We've actually dropped that to 56 days. That's a 77% improvement. And finally, I want to say that if you haven't read Nicole Forsgren's fantastic book, "Accelerate," I highly recommend it, but I tied the accelerate metrics, the change failure percentage, the meantime to recover, the lead time, and deploy frequency, basically to our metrics, and you'll see how the change failure percentage ties to release impact incidents per month and also impact minutes. Meantime to recover ties to impact minutes. Lead time, deploy frequency ties to release on demand, and lead time and deploy frequency also tie to feature cycle time.

So just fantastic correlations between what the research in "Accelerate" predicts and basically what we were able to show with this transformation along the way. So what did we learn? So you can modernize your legacy applications. Be heritage. Don't act like a legacy company.

Modernization is vital. It requires engineering excellence. Leverage CI, automated testing, telemetry, and infrastructure. Don't fall into those pitfalls, bimodal, the rewrite trap, the pivot giveaway.

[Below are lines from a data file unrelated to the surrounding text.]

PR #98109, opened 2026-08-29
fix(doctor): skip browser-use warning when backend is off

SharpieCoder1776:
## What does this PR do?

When `browser.backend` is explicitly `off`, Hermes uses the built-in agent-browser `browser_*` tools. `hermes doctor` still listed the unused `browser-use` toolset as `⚠ browser-use (system dependency not met)` because that toolset has no env vars and its check_fn returns false.

This treats an intentional opt-out as a missing dependency. Doctor already has the same pattern for kanban/honcho in `_apply_doctor_tool_availability_overrides`.

## Related Issue

No existing issue. Reproduced on a seat with `browser.backend: 'off'` and a working agent-browser install.

## Type of Change

## Changes Made

- `hermes_cli/doctor.py`: skip the `browser-use` unavailable row when `get_browser_backend() == BACKEND_DISABLED`
- `tests/hermes_cli/test_doctor.py`: suppress when backend is off; keep unavailable when backend is `browser-use`

## How to Test

1. Set `browser.backend: off` in `~/.hermes/config.yaml`
2. Run `hermes doctor`
3. Confirm Tool Availability has no `⚠ browser-use (system dependency not met)` while `browser` / `browser-cdp` stay healthy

Really leverage those foundational capabilities.

Optimize for developer and operations aesthetics. Use feature switches, code porting, incremental rollout, and strangulation on your modernization journey. And finally, fuel DevOps. Create safety and reduce that technical debt. Improve things like productivity, quality, your lead time and recovery, and finally, reduce your risk.

Reduce the risk of legacy tech, the risk of hostile vendors, and your workforce risks. You can modernize and fuel DevOps with these techniques. So finally, help that I'm looking for. Capacity forecasting and estimation and wishful thinking continues to be the most difficult problem in computer science, I'm convinced. Trying to forecast your capacity, get good estimates.

Next, portfolio-level WIP constraints, really kind of stopping this technique of feature Tetris, of trying to squeeze in that one last feature that really continues to overload your teams. Improving intake lead time with traditional IT mindsets, having to have an SOW that's fully scoped for every piece of work, and then creating capacity for backlog swarming. How do you get to that capacity for those next set of lower impacting incidents and kind of swarm and resolve those? Thank you.